Noyb presenta una denuncia del RGPD contra Meta por "Pay or Okay"

El nuevo modelo “pay or okay” de Meta en la UE —cobrando unos 10 €/mes para evitar anuncios personalizados— ha generado preocupación porque, en la práctica, convierte la privacidad, un derecho fundamental según el RGPD, en un bien de lujo. Los comentaristas discuten si los usuarios pueden simplemente “elegir no usar” Facebook y WhatsApp, dada su función casi utilitaria en la vida social e institucional europea, y si el consentimiento es realmente “libremente dado” cuando la alternativa es una suscripción cara. Muchos esperan que el caso presentado por el grupo de privacidad noyb establezca un precedente importante sobre la legalidad de los esquemas de pagar-por-privacidad en plataformas tecnológicas y medios.

Legalidad de “Pay or Okay” bajo el RGPD

  • Muchos sostienen que el modelo viola el RGPD porque el consentimiento debe darse “libremente”; obligar a los usuarios a elegir entre el rastreo o el pago se percibe como coercitivo.
  • Se citan el RGPD (considerando y artículo 7): el consentimiento no puede vincularse al tratamiento que no sea necesario para el servicio, y debe existir “ausencia de perjuicio” por negarse.
  • Otros sostienen que los usuarios siguen siendo libres de rechazar ambas opciones no utilizando el servicio, por lo que el consentimiento sigue siendo voluntario.
  • Algunos ven esto como la “prueba de caso” निर्णante de si los esquemas de pagar-o-consentir son legales.

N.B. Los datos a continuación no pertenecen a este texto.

Issue #2135, opened 2017-08-10
Create ADR for geoprocessing API


mmcfarland:
The current analyze and RWD generation endpoints are going to be exposed via a proper API, intended for developer consumption.   These are both currently exposed through django-based views, but will need to be reformatted in the context of DRF in order to provide expected API features.  Create an ADR which describes the goals of the API and the details around authentication, usage logging, administration and layout.

PR #2170, opened 2017-08-21
Add Geoprocessing API ADR

mmcfarland:
## Overview

A decision record on how to implement the external geoprocessing API, along with objectives for its implementation. 

 TL;DR: 
>Use the existing Django REST Framework tooling to provide out of the box support for this feature as an MVP, and iterate for more robustness when it warrants.

Connects #2135

### DIFF
--- a/doc/arch/adr-004-geoprocessing-api.md
+++ b/doc/arch/adr-004-geoprocessing-api.md
@@ -1,0 +1,58 @@
+## 004 - Expose Geoprocessing API
+
+### Context
+The MMW/BigCZ platform performs a number of geospatial processing tasks which can be initiated by submitting tasks to an HTTP endpoint.  The web application provides the tools and workflow for assembling and submitting the input, monitoring execution progress, and collecting and visualizing the results of these jobs.  The platform provides value by assembling the required national scale data and the infrastructure necessary to perform the processing. In an effort to extend this capability to alternate workflows that don't involve the web platform, the client wants to formalize an externally consumable HTTP API.
+
+MMW/BigCZ already includes and makes limited use of the Django REST Framework (DRF), which supports convenience methods around creating HTTP APIs.
+
+#### API Objectives
+* Support execution of all current and future "Analyze" sub tasks (Land Use, Soil, etc)
+* Support execution of Rapid Watershed Delineation
+* Model execution functionality will not be exposed
+* Available only for registered users
+* Usage will be recorded
+* Long term goal would be to charge for access
+
+#### Considerations
+* Geoprocessing routines are asynchronous, requiring submission and polling to determine when results are available.
+* Geoprocessing is a resource intensive operation.
+* Geoprocessing endpoints must remain open for anonymous users using the web platform.
+* Azavea maintains the only client of the current API, therefore we have had the freedom to make changes at will.  When an API is released, we'll have to treat releases of the platform carefully and possibly retain backwards compatibility.
+
+Based on the above, an API solution should adhere to the following implementation details:
+##### 1. Have a mechanism for authenticating a user
+Two options seem to be potentially appropriate: an API key associated with a user account, or an expiring token generated based on client supplied credentials.  API keys are easier to use, but inherently less secure since they can be reused by multiple parties and have to be included in the request. They can be revoked, allowing a failsafe against long term unauthorized use. Expiring tokens require the user to securely manage credentials, which can be difficult, especially when the desire is to use the API from frontend browser code.
+##### 2. Have at least rudimentary rate limiting capabilities
+Unrestricted job submission, even if used modestly, could have a considerable negative impact on the web platform performance.  If users anticipate using the API for batch processing, they should be restricted in how often they can submit.
+##### 3. Not result in duplicated code
+The web platform needs to have access to unauthenticated endpoints.  This could theoretically be accomplished through domain white listing within the DRF endpoints or the existing endpoints.  Regardless, the implementation should be generalized in one specific place that the API and platform utilize.
+##### 4. Enforce size and shape validation
+The front end code which submits analysis jobs is responsible for the majority of shape validation.  This will need to be included in the API, as well as for additional potential conflicts like coordinate systems and being contained within the CONUS.  This may require some restriction on upload payload size, which is currently handled through nginx.
+
+#### Options
+##### Reuse existing endpoints
+Our existing endpoints `/start/analyze/*` and `/start/rwd` have the exact functionality that is needed, but are limited by specific implementation details:
+* Do not require authentication
+* Validation is largely handled by front end submission routine
+* Paths and naming were not selected in the context of a public API
+* CORS is not enabled
+
+##### Create new DRF based API endpoints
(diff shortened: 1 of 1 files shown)


doc/arch/adr-004-geoprocessing-api.md
```diff
@@ -0,0 +1,50 @@
+## 004 - Expose Geoprocessing API
+
+### Context
+The MMW/BigCZ platform performs a number of geospatial processing tasks which can be initiated by submitting tasks to an HTTP endpoint.  The web application provides the tools and workflow for assembling and submitting the input, monitoring execution progress, and collecting and visualizing the results of these jobs.  The platform provides value by assembling the required national scale data and the infrastructure necessary to perform the processing. In an effort to extend this capability to alternate workflows that don't involve the web platform, the client wants to formalize an externally consumable HTTP API.
+
+#### API Objectives
+* Support execution of all current and future "Analyze" sub tasks (Land Use, Soil, etc)
+* Support execution of Rapid Watershed Delineation
+* No model execution will be possible
```
arottersman: Is model execution actually not possible, or do you mean that we don't have to make it possible? Consider rephrasing to "Will not support model execution"

doc/arch/adr-004-geoprocessing-api.md
```diff
@@ -0,0 +1,50 @@
...
+
+### Consequences
+Using non-expiring keys is a trade off between security and consumer convenience.  As none of the content is currently protected, it is better to have a low barrier to entry to determine if there is an actual user demand for this feature. If, in the future, a paid tier is added, there are enough workflow updates required to provide an opportunity to revisit that mechanism.  Since we'll be logging to the database, we'll need to provide an interface into that data.  I suggest we keep that simple and create a management task which exports ranges as a CSV so they can be evaluated in Excel.  If this feature ends up gaining traction, we'll want to invest in in a more robust solution.
```
arottersman: > Since we'll be logging to the database, we'll need to provide an interface into that data.  I suggest we keep that simple and create a management task which exports ranges as a CSV so they can be evaluated in Excel.  If this feature ends up gaining traction, we'll want to invest in in a more robust solution.

Consider breaking this off into its own paragraph.

doc/arch/adr-004-geoprocessing-api.md
```diff
@@ -0,0 +1,50 @@
...
+
+
+##### Use AWS API Gateway to proxy API requests
+AGW could pass requests to existing or new endpoints and comes with a very robust system feature set including usage plans, rate limiting, logging and versioning.  The tooling and execution around this service is relatively unknown on the team.  Also, it would need to authorize requests based on authentication to the application, requiring custom code.
+
+
+### Decision
+We will use the existing Django REST Framework to implement new API endpoints, secured by the default Token Authentication provided by the framework.  We will throttle requests to a configurable amount per minute.  We will have to add an account page that lists the users API key and allows it to be invalided/regenerated.  Validation will encoded into the endpoints and the application/environment will have a user associated with it, and will use that user's API key against the same endpoints. Basic logging of requests will be done within the Django model/database with attributes confirmed by the client.
```
arottersman: > Validation will encoded into the endpoints and the application/environment

typo

mmcfarland:
48d0441 added to address feedback

doc/arch/adr-004-geoprocessing-api.md
```diff
@@ -0,0 +1,56 @@
...
+
+### Consequences
+Using non-expiring keys is a trade off between security and consumer convenience.  As none of the content is currently protected, it is better to have a low barrier to entry to determine if there is an actual user demand for this feature. If, in the future, a paid tier is added, there are enough workflow updates required to provide an opportunity to revisit that mechanism.
+
+Since we'll be logging to the database, we'll need to provide an interface into that data.  I suggest we keep that simple and create a management task which exports ranges as a CSV so they can be evaluated in Excel.  If this feature ends up gaining traction, we'll want to invest in in a more robust solution.
```
rajadain: Consider using "exports usage data" instead of "exports ranges" to clarify what will be exported.

doc/arch/adr-004-geoprocessing-api.md
```diff
@@ -0,0 +1,56 @@
...
+##### 2. Have at least rudimentary rate limiting capabilities
+Unrestricted job submission, even if used modestly, could have a considerable negative impact on the web platform performance.  If users anticipate using the API for batch processing, they should be restricted in how often they can submit.
+##### 3. Not result in duplicated code
+The web platform needs to have access to unauthenticated endpoints.  This could theoretically be accomplished through domain white listing within the DRF endpoints or the existing endpoints.  Regardless, the implementation should be generalized in one specific place that the API and platform utilize.
+##### 4. Enforce size and shape validation
+The front end code which submits analysis jobs is responsible for the majority of shape validation.  This will need to be included in the API, as well as for additional potential conflicts like coordinate systems and being contained within the CONUS.
```
caseycesari: This will probably require that the API in some way ingest the geometry that is submitted with the request. We might need to think of a clever way to do this so that ingesting large shapes does hurt the performance of the API.

mmcfarland: Do you mean ingest in a way that the app is currently not doing?  I'm picturing a geojson payload, and we do checks on area size, CONUS and self intersecting.  We may want to guard against extremely large payload sizes, which we could probably do via nginx.  Did you have something more in mind?

caseycesari: > I'm picturing a geojson payload, and we do checks on area size, CONUS and self intersecting.

That's what I was thinking too. I was thinking about this part of the process, and wether we need to store anything, if this part will be asynchronous, if complex shapes will hold things up, etc.

> We may want to guard against extremely large payload sizes, which we could probably do via nginx.

Yeah, I was thinking about this too.

doc/arch/adr-004-geoprocessing-api.md
```diff
@@ -0,0 +1,56 @@
...
+
+
+##### Use AWS API Gateway to proxy API requests
+AGW could pass requests to existing or new endpoints and comes with a very robust system feature set including usage plans, rate limiting, logging and versioning.  The tooling and execution around this service is relatively unknown on the team.  Also, it would need to authorize requests based on authentication to the application, requiring custom code.
+
+
+### Decision
+We will use the existing Django REST Framework to implement new API endpoints, secured by the default Token Authentication provided by the framework.  We will throttle requests to a configurable amount per minute.  We will have to add an account page that lists the users API key and allows it to be invalided/regenerated.  Validation will be encoded into the endpoints and the application/environment will have a user associated with it, and will use that user's API key against the same endpoints. Basic logging of requests will be done within the Django model/database with attributes confirmed by the client.
```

La privacidad como derecho frente al acceso a Facebook

  • Hay amplio acuerdo en que el acceso a las redes sociales no es un derecho fundamental, pero la privacidad sí lo es.
  • Argumento: las empresas deben cumplir la ley; si no pueden operar su servicio sin violar derechos, deberían abandonar el mercado.
  • Contraargumento: los reguladores no deberían tratar las redes sociales como un derecho adquirido ni regular los modelos de negocio con demasiada agresividad.

Debates sobre precios y modelo de negocio

  • Muchos consideran que la tarifa de Meta, de unos 10 €/mes, está inflada deliberadamente para empujar a los usuarios hacia el rastreo.
  • Se discute la estimación de los ingresos publicitarios por usuario en la UE; algunos dicen que la cuota supera con creces los ingresos medios, mientras que otros señalan que cifras más recientes sugieren que podría estar más cerca.
  • Preocupa que permitir que las empresas “vendan de vuelta” la privacidad siente un precedente en el que los derechos se conviertan, de facto, en contenidos de pago.
  • La postura contraria: las plataformas cuestan mucho de mantener; hacen falta anuncios o tarifas, y pagar por no ser rastreado es razonable en principio.

Dependencia social de los servicios de Meta

  • Varios señalan que WhatsApp, Instagram y Facebook están profundamente integrados en la vida diaria (escuelas, clubes, eventos).
  • Este encierro social hace que “simplemente no lo uses” sea irrealista para muchos, especialmente estudiantes y padres.

Rastreo, anuncios y anonimización

  • Se distingue entre anuncios y rastreo: a los usuarios les molesta sobre todo la elaboración de perfiles, no los anuncios en sí.
  • Se afirma que la supuesta “anonimización” suele ser solo seudonimización y es fácilmente reversible.
  • Los comentaristas sospechan que Meta sigue recopilando datos incluso de los usuarios de pago, ya que la suscripción solo elimina los anuncios personalizados, no el rastreo.

Comparación con otras plataformas y editores

  • Algunos desearían que se aplicaran restricciones similares a Google/YouTube; otros señalan que ya se puede reducir el rastreo de YouTube mediante ajustes o soluciones alternativas.
  • Se mencionan los muros de cookies y los modelos “pur-abo” (pagar-o-consentir) de sitios de noticias europeos; algunos reguladores los han aceptado explícitamente, lo que ha generado críticas por inconsistencia.

Aplicación, daños y papel de Noyb

  • Noyb recibe amplios elogios por ser metódico y eficaz; se le considera probable ganador dado el texto del RGPD sobre el consentimiento y los patrones oscuros.
  • Se debate si los usuarios pueden reclamar daños civiles además de multas regulatorias; se sugiere que las resoluciones administrativas pueden respaldar demandas colectivas de pequeña cuantía o la tutela colectiva.